**Exercise objective**
Lift out each line of the data that holds "mergify".

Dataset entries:
↓

PR #976, opened 2019-07-12
Test change to ensure mergify is working.

geeknoid:


geeknoid:
Could someone approve this? I'm just trying to see if mergify works as expected.

geeknoid:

↑

**Response to the exercise**
Test change to ensure mergify is working.
Could someone approve this? I'm just trying to see if mergify works as expected.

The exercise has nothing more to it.